Stored items:

PR #42, opened 2022-03-25
Fix docs deployment

jgreener64:
As described in https://github.com/JuliaMolSim/AtomsBase.jl/pull/41 the docs build is not triggering when TagBot runs.

I have added the appropriate repo secrets so this should solve the problem.


jgreener64:
This didn't cause the stable version docs to build - I think that will happen the next time a version is tagged.

mfherbst:
Indeed. Maybe we can rerun the action though. Let me try that.

jgreener64:
Thanks, that worked.

PR #47, opened 2022-05-13
Fixed broken link in README

chemicalfiend:
The current link in the README that goes to the Atomic Systems section in the docs doesn't work. I've changed it to the correct link.


jgreener64:
Thanks.

PR #52, opened 2022-08-17
Fix Atom() function call typo

jty-computation:
Atom function was referred to as Atoms in documentation.


rkurchin:
Thanks, @jty-computation! LGTM

PR #53, opened 2022-08-22
Store arbitrary data in Flexible System

JanHab:
Added a Dict in Flexible System to store arbitrary data about the system.
Additionally fixed in Atom that it is now possible to create 2D or 1D Atoms and not only 3D Atoms.


mfherbst (approved):
LGTM

PR #55, opened 2022-09-15
added interface for data

JanHab:
I added an interface to get the data of the flexible_system and of an atom with data(system), data(system, i) or data(Atom).


mfherbst:
Is this really needed? Is not `getproperty` and `propertynames` etc. sufficient?

My point is it is better to use the already existing property-interface from base rather than inventing a new one that does essentially the same thing.

rkurchin:
I agree with @mfherbst here – much better to use an existing Julia interface for this stuff since it already exists...unless there's an important use case that that doesn't cover? I don't see one, though...

JanHab:
I think you are write, thank you.

PR #56, opened 2022-10-16
Added routine `data(system)` to get arbitrary data of the system

JanHab:
Hello,
i have added a routine `data(system)` to get the data stored in the Dict data (in case of a FlexibleSystem).
For a FastSystem the routine will return "missing", similar to `velocity(system)`.

I have already created a similar PR once. 
Back then you argued that functions like `propertynames` and `getproperty` would be sufficient.
I was convinced that this could work. However, now i am pretty sure that a `data` routine is helpful in the case of an AtomsBase interface in another package.
With `getproperty` you can just call the property if its a direct property of the system.
However, if the property is stored in another property you run into problems.
Have a look on the AtomsBase Interface in [ExtXYZ.jl](https://github.com/libAtoms/ExtXYZ.jl/blob/master/src/atoms.jl?plain=1#L25-42).
There the struct `Atoms` has two members (atom_data and system_data).
This means that functions like `getproperty` and `propertynames` aren't sufficient in this case. It is possible to store extradata in this system, either in atom_data or system_data, but it is not possible to call them the same way as it is done in AtomsBase.

Because of points like this i think that an extra routine to get those properties would be good.
I am happy to hear any suggestions on this and on the name for the routine (not sure if `data` is the best decision hear)


rkurchin:
Maybe I'm missing something here, but couldn't you just define a dispatch of `getproperty` to work in this case? I would argue that's a bit more natural anyway. I think the constraint you're alluding to may apply in the case of [`getfield`](https://docs.julialang.org/en/v1/base/base/#Core.getfield) but (as the docstring itself illustrates) it shouldn't for [`getproperty`](https://docs.julialang.org/en/v1/base/base/#Base.getproperty)...

mfherbst:
As last time I'm a bit torn how to proceed here. I'm not a big fan of the `data` function still, but in discussions with @JanHab it emerged as one solution (but I'm not anymore convinced it is the best though).

My main issue with it is that it sort of exposes internal knowledge (in particular `data` sort of takes the "leftovers" that don't fit in any of the officially supported slots. So what happens if an officially supported slot is added. This is effectively a breaking change if we admit this PR as the property will now no longer end up in data. I don't think this is a good idea.

Let me elaborate on some of my further thoughts:

- I think the way the extra data is handled should be as transparent to the user as possible. This ensures that we can easily "promote" extra data to be part of the "proper" interface of AtomsBase as soon as we see need. E.g. in DFTK we read the `:magnetic_moment` property of the atoms using `hasproperty(atom, :magnetic_moment)` and the way the property handling works on the atom level ensures that this will continue to work if we ever promote this to be a required field same as `position` and `velocity`are now.
- We recently added system-wide custom properties. The same arguments as for atomic properties applies, I'd say.
- An aspect that is unclear to me is to what extent and how we should distinguish in the interface between system-wide and atom-wide (custom) properties. E.g. staying with the `getproperty` approach, should
   ```julia
   system.custom_atom_property
   ```
   return an array of the value of `custom_atom_property` of the custom atomic properties? What is then the equivalent to the two-argument version `position(system, index)`? Who wins in case there are conflicts (data of the same key present in both system and atoms)? What happens if only some atoms have a custom property? Of course we can define a custom `getproperty(system, symbol::Symbol, index::Integer)` function, but then calling it would not exactly be intuitive and breaks a little the reason for going with `getproperty` in the first place.
- Especially the last aspect lead me to think more along the line of a `getindex` (and thus enable something like `system[begin:end, :custom_atom_property]` to return the array of all custom atomic properties (and maybe error in case a property is not present) and  `system[1, :custom_atom_property]` to return only the value for the first atom. In some sense this supercharges the already existing syntax `system[1]` to return the first atom. Could however also create potential confusion, so I'm curious for other opinions. Also their might be caveats with teaching Julia how to properly iterate over a system that we need to figure out.
- If we go with getindex a la `system[1, :custom_atom_property]`, I suggest we additionally have `system[:custom_system_property]` and `atom[:custom_atom_property]` (such that `system[1, :custom_atom_property] == system[1][:custom_atom_property]`).
- Next question is obviously how does the user find out about the extra data. I think the parallel here is to go along the line of `Dict`s and use `haskey(system, :custom_system_property)`, `haskey(atom, :custom_atom_property)`, appropriate `keys(system)`, `keys(atom)`. To enable the clever mapping we usually do in the `AtomView` we would also something like `keys(system, index)` (where `keys(system, 1) == keys(system[1])` by default).
- Overall this points to perhaps revising the idea of using a property-based interface for accessing the custom keys and indeed even to drop it to avoid confusion (having too many possibilities to do something is also a bad idea IMHO).

I think adding this symbol-key-based interface into the AtomView appropriately should enable custom properties for ExtXYZ, but I might be mistaken. @JanHab what do you think?

JanHab:
Maybe the `data(system)` routine is not the best approach here.

I think adding the fields in the system-wide custom properties to the `propertynames` could work.
In my mind the best approach is, as mentioned above, to go with getindex:
`system[:custom_system_property]`, `system[i][:custom_atom_property]` and `system[1, :custom_atom_property]` to get all the custom set properties.
I would maybe change the order of the function arguments to `system[:custom_atom_property, i]`. In this case it would work similar to the interface where you, for example, call the position of a specific atom with `position(sys, i)`.

Maybe the best way would be to go with getindex and the following routines:
- `system[:custom_system_property]`
- `atom[:custom_atom_property`
- `system[:custom_atom_property, 1]` which would work the same as `system[1][:custom_atom_property]`
- `propertynames(system)`
- `hasproperty(system)` and `getproperty(system)`, which are already implemented

Going along the line of Dicts to find out about the extra data could work good. 
However, wouldn't it be similar to using properties? `propertynames(system)` would work the same as `keys(system)`?

I think both, the symbol-key-based interface and the property-based interface could work here, but maybe using `propertynames(system)`, `getproperty(system)` and `system[:custom_system_property]` is more intuitiv then `keys(system)`or `haskey(system, :custom_system_property)`, because the system is no Dict. However, both could work good.

I think adding the symbol-key-based interface into the AtomView could enable properties for ExtXYZ, but i also think that adding a property-based interface to ExtXYZ could work @mfherbst .

However, one could call the bounding box with `bounding_box(system)` or with `system[:box]`.
The bounding_box is saved as `box` internal, which could lead to confusion by using the properties, because of the two different names? I think it could be a good idea to rename `box` to `bounding_box` in this case?

What are your thoughts on this?

JanHab:
Hello, 
i have now added the `propertynames` and `getindex` routines as mentioned above.
What are your thoughts on this? Do you think we should take the property-based interface instead of the symbol-key-based interface? Or maybe a complete new approach?
I am happy to hear your thoughts on this.

JanHab:
After talking to @mfherbst we thought about replacing the property-based-interface with his suggestion of a key-based-interface.
I have tried to implement it so far and would be happy to read your thoughts about it.
We thought about dropping the property-based implementation to avoid confusion. So i completly replaced the `propertynames` for atom and FlexibleSystem with `keys`. Furthermore the `getproperty` and `hasproperty` routines are replaced with `getkey` and `haskey`.
What do you think about this?

rkurchin:
I don't have strong feelings about this, but I do think we should ideally choose and stick with one or the other, unless there's a compelling case to support both functionalities. What are the arguments for either option?

mfherbst:
@rkurchin To answer your question. I guess you recall the reasoning for properties: Nice intuitive interface that easily integrates with standard Julia.

The main problem is: How to access custom atom properties from the system side and do it in a way this works well for struct of arrays and arrays of structs. This implies that at the system level there needs to be a custom function taking both the atomic index and the desired atomic property. `getproperty` does not support such an interface in a way that it integrates with the familiar `system.property` syntax.

In contrast `getindex` seamlessly allows for that. E.g. `system[1]` gets the first atom, `system[1, :custom_property]` gets the `:custom_property` from the first atom, `system[:, :custom_property]` gets the custom properties from all atoms as a vector. In a consistent way `system[:custom_sys_property]` gets a :custom_sys_property` from the system, too.

mfherbst (commented):
@JanHab I think your implementation misses the `system[:, :custom_property]` syntax. Also I think you are missing functions for the `AtomView`. We should also add some documentation (I'm happy to do that), but otherwise it looks ok.

JanHab:
Yes, i could have forgotten functions for the `AtomView`.
I am not completly sure which are missing, so i am happy to see your suggestions here.

mfherbst:
>  I am not completly sure which are missing, so i am happy to see your suggestions here.

Oh sorry, you are right. But what you do for the fast system (i.e. `Base.keys(system::FastSystem) = propertynames(system)`) does not really make sense as e.g. `:atomic_masses` is an atomic property and not a system property. So there is certainly an inconsistency at this level.

I'll think about this some more and come back to you.

mfherbst:
@JanHab It turned out getting the key interface between fast systems and flexible systems consistent was a bit more effort than I originally thought, so I decided to extend this PR in #61. Please take a look and let me know if that's fine with you.

JanHab:
Your changes seem to be great
I think i can close this PR now.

ASSIGNMENT
For the string "internal", return every line of the data where it appears.

ANSWER SECTION
My main issue with it is that it sort of exposes internal knowledge (in particular `data` sort of takes the "leftovers" that don't fit in any of the officially supported slots. So what happens if an officially supported slot is added. This is effectively a breaking change if we admit this PR as the property will now no longer end up in data. I don't think this is a good idea.
The bounding_box is saved as `box` internal, which could lead to confusion by using the properties, because of the two different names? I think it could be a good idea to rename `box` to `bounding_box` in this case?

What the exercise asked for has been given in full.